Our scientists visit their partner school on a weekly to fortnightly basis over several school terms to support the school's involvement with the research. The project begins with the professional scientist leading the research direction, but we aim to transition ownership of the science to the school students by the middle of all projects, ensuring that they choose the direction that the science takes and the avenues that they wish to explore. This sense of agency shifts student perceptions from science as a body of inherited knowledge to something that our next generation create and own themselves. Each year, our Orbyts programme closes with a conference, at which all of our partner schools present their discoveries.

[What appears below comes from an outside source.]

PR #22, opened 2023-05-12
RSDK-3110 - Servo service & Testing

clintpurser:
This PR adds a Servo Service and unit testing for servo's.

To ensure that these opportunities go to those who need them most, we ask that any school that joins Orbyts ensures that at least 50% of students on an Orbyts project are girls and minority genders and at least 50% are pupil premium and SEND students.

 
 

 

 

What impact does Orbyts have?

The evidence shows that Orbyts is profoundly increasing post-16 science uptake by students from historically-excluded groups. The programme has also enabled more than 200 school students to author published scientific research. Our partner teachers report that Orbyts increases their desire to stay in teaching (increasing much-needed science teacher retention), improves their subject specialist knowledge and impacts the wider school community. 

 
 

 

 

400 (1 in 8) schools in England do not have a physics teacher - Institute of Physics

How does Orbyts make academia more equitable while supporting the leadership potential of scientists?

We work closely with our partner scientists, to support the production of a project that benefits their research and grows their leadership profile, whilst enabling school students to have a genuine impact on the field. Ensuring this school-researcher symbiosis and mutual-benefit is at the heart of our ethos and success and we have developed this over the delivery of 100s of bespoke research projects.

Beyond support for the project itself, Orbyts runs monthly training for researchers. These expert-led sessions embed evidence-based practice for inclusivity, teaching, communication and management within university research groups. Through these and the classroom experience, the next generation of UK lecturers and fellows are given the firmest foundations for pedagogy and management training, unavailable within a standard PhD programme.